Zimbabwe, currently a pariah on international money markets, has been unable to secure funding from the International Monetary Fund, the World Bank and the African Development Bank due to arrears to the latter two.

Mnangagwa’s plans to repay these debts and re-establish relations with international lenders have floundered, leaving Zimbabwe to rely largely on other lenders, mainly Afreximbank, owned by member states of the AfDB (AC Vol 61 No 25, The State’s parallel economy).

Tagwirei has been an opaque source of funds to Zanu PF politicians and projects, including the Command Agriculture programme, which has consumed some US$2 billion of State resources without credible accounting.

In 2019, Tagwirei was reported, via an entity under his direct control, to have purchased a 30% stake in CBZ Holdings, the country’s biggest lender. Officials at the bank, conscious of the implications of such a stake for its US dollar business, insist that Tagwirei has no managerial or policy role in the bank nor have they linked any of the bank’s shareholders to entities controlled by him.

Despite the country’s macro-economic crisis, CBZ’s financial position has strengthened in recent months. Bloomberg News reports that CBZ was in talks with the RBZ to buy several smaller lenders in a consolidation drive to create fewer, stronger institutions.

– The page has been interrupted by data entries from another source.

PR #168, opened 2026-08-26
ci: run on stacked pull requests, and bound the runs that follow

rabbitson87:
## Five open PRs have never been built

`pull_request: branches: [main]` filters on the pull request's **base**, so a stacked PR — one targeting the branch below it — never triggers CI:

```
main
 └ #101 feat/mempool-acceptance          → main      ✅ CI runs
    └ #102 mining-package-selection      → #101      ❌ never built
       └ #103 rpc-getblocktemplate       → #102      ❌ never built
          └ #105 rpc-gbt-proposal        → #103      ❌ never built
             └ #109 rpc-mininginfo-next  → #105      ❌ never built

 └ #126 feat/core-compat-manifest        → main      ✅ CI runs
    └ #150 core-rpc-schema-oracle        → #126      ❌ never built
```

**This is worse than a red lane, because it is silent.** Those PRs report no failing checks; `gh pr checks` lists CodeRabbit and nothing else. A PR with no failing checks reads as a PR that passed. It is not a skipped run or a cancelled one — `gh run list --commit <sha>` returns nothing at all for every one of those five head commits.

So five changes to mempool acceptance, mining package selection, `getblocktemplate`, block-proposal handling and the RPC schema oracle are sitting in the queue having never been compiled, linted, or tested by CI, and looking fine.

## The change

`branches: ['**']` covers every base. A stacked PR is then built as its head merged into its own base, which is the right thing to test — the parent's content is already in that merge, so each PR is checked against the stack it actually sits on.

The `push` trigger is untouched; this only changes which pull requests are built.

## Why `concurrency` is in the same commit

Because this change makes runs more numerous, and adding load without bounding it would be leaving half the job done. A superseded pull-request run is now cancelled when a newer commit lands on the same ref, which is roughly the load the wider trigger adds back.

```yaml
concurrency:
  group: ci-${{ github.workflow }}-${{ github.ref }}
  cancel-in-progress: ${{ github.event_name == 'pull_request' }}
```

`cancel-in-progress` is conditional on purpose. **A push to `main` must never be cancelled** — that run is the record for that commit, and unlike a pull request there is no later run coming to replace it. An unconditional `cancel-in-progress: true` would silently lose `main`'s history whenever two commits landed close together.

Happy to split this out if it should be argued separately.

## Verified

The workflow parses to:

```
triggers:    {'push': {'branches': ['main']}, 'pull_request': {'branches': ['**']}}
concurrency: {'group': 'ci-${{ github.workflow }}-${{ github.ref }}',
              'cancel-in-progress': "${{ github.event_name == 'pull_request' }}"}
jobs: 8      bench-smoke clippy deny fmt kernel-parity portable-check test wallet-no-seckey
```

All eight jobs still present, expressions well-formed.

The real proof is what happens to #102/#103/#105/#109/#150 after this merges: they should each pick up a full run for the first time. Worth expecting some of them to come back red — that is the point of the change, and a red result on work that was never checked is information, not a regression.

## Related

A second blind spot found while checking this, filed here rather than fixed: `cargo clippy -p bitcoin-rs-rpc --all-targets -- -D warnings` fails on clean `main` with 28 errors (11 `Result::expect`, 8 `Option::expect`, 5 `as` conversions, 2 disallowed `std::sync::Mutex`, …). CI lints only `-p bitcoin-rs` and `-p bitcoin-rs-node`, so the rpc crate's own lib-test, bench and `handler_smoke` targets are unlinted. Different problem, separate fix.

### DIFF
--- a/.github/workflows/ci.yml
+++ b/.github/workflows/ci.yml
@@ -4,7 +4,24 @@ on:
   push:
     branches: [main]
   pull_request:
-    branches: [main]
+    # Every pull request, not only those based on `main`. A stacked PR targets
+    # the branch below it, and `branches: [main]` excluded those by
+    # construction -- five open PRs had never been built or tested, while
+    # reporting no failing checks, which reads exactly like green.
+    branches: ['**']
+
+# Bounded because the trigger above is wider: a superseded pull-request run is
+# cancelled when a newer commit lands on the same PR.
+#
+# `main` pushes are put in a group of their own, keyed by `run_id`, rather than
+# relying on `cancel-in-progress: false`. That flag only protects a run that is
+# already executing: with a shared group, a `main` run that is still *pending*
+# behind an in-progress one is cancelled when a third push arrives, and its
+# commit then has no CI record at all. A unique group per run means `main`
+# pushes never queue against each other and so are never cancelled.
+concurrency:
+  group: ci-${{ github.workflow }}-${{ github.event_name == 'pull_request' && github.ref || github.run_id }}
+  cancel-in-progress: ${{ github.event_name == 'pull_request' }}
 
 env:
   CARGO_TERM_COLOR: never


gosunuts (changes requested):
The stacked-PR trigger change is correct and worth landing, but the concurrency semantics do not quite match the stated intent.

`cancel-in-progress: false` only preserves an already-running `main` run. Workflow-level concurrency still applies to `main`, so if one `main` run is running, a second is pending, and a third push arrives, GitHub may replace/cancel the older pending run. That means `pushes to main are never cancelled` is not guaranteed by the current group.

Please make `main` pushes use a unique concurrency group (for example `github.run_id`) while PR runs continue to group by their PR ref, so only superseded PR runs are cancelled.

Also, please rebase onto current `main` before merging. #165 removed `wallet-no-seckey`, but this branch's workflow still contains that obsolete job. After rebasing, rerun CI against the actual current workflow.

Once those two points are addressed, this looks good to me.

rabbitson87:
Both points addressed, and you were right on the first one in a way I want to state precisely, because my comment claimed the opposite.

**`cancel-in-progress: false` does not mean "never cancelled".** It only protects a run that is already *executing*. With a shared group, a `main` run sitting **pending** behind an in-progress one is cancelled when a third push arrives — and that commit then has no CI record at all, which is the exact failure the block was supposed to prevent. So the code did not do what its own comment said.

Fixed as suggested, with `main` in a group of its own:

```yaml
concurrency:
  group: ci-${{ github.workflow }}-${{ github.event_name == 'pull_request' && github.ref || github.run_id }}
  cancel-in-progress: ${{ github.event_name == 'pull_request' }}
```

`github.run_id` is unique per run, so `main` pushes never share a group and therefore never queue against each other — nothing is left for the pending-cancellation rule to act on. PR runs keep grouping by `github.ref`, so a superseded run is still cancelled.

One detail worth flagging since it is invisible in review: I first wrote this as a folded block scalar (`group: >-`) across three lines for readability. YAML folding **keeps** the newlines when continuation lines are more-indented, so the group string would have contained a literal `\n` inside `${{ }}`. It is one line now, and the check below asserts that rather than trusting it.

**Rebased onto current `main`** (`3769a03`, after #165). `wallet-no-seckey` is gone from this branch's workflow along with the rest — the job count is 7, not 8. CI is re-running against the actual current workflow.

Parse check after the change:

```
triggers: {'push': {'branches': ['main']}, 'pull_request': {'branches': ['**']}}
group:    "ci-${{ github.workflow }}-${{ github.event_name == 'pull_request' && github.ref || github.run_id }}"
newline in group: False
jobs: 7
```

Late last year, a company linked to Tagwirei was reported to have acquired a 37,79% stake in banking group ZB Financial Holdings, from compulsory pension fund the National Social Security Authority. The shares are now held through Datvest, a unit of CBZ. Former Finance minister Tendai Biti, who is chair of Parliament’s Public Accounts Committee, described it as “a bank heist”. “Now [the] target is First Mutual Holdings,” he said, referring to reports that Tagwirei plans to acquire another listed financial services group.

The move on ZB Financial Holdings is also strategic in the scheme to acquire the refinery: ZB Bank is possibly the largest gold buying agent for Fidelity in the country. Tagwirei’s steady embrace of banking stakes and his moves on Zimbabwe’s gold industry look closely connected.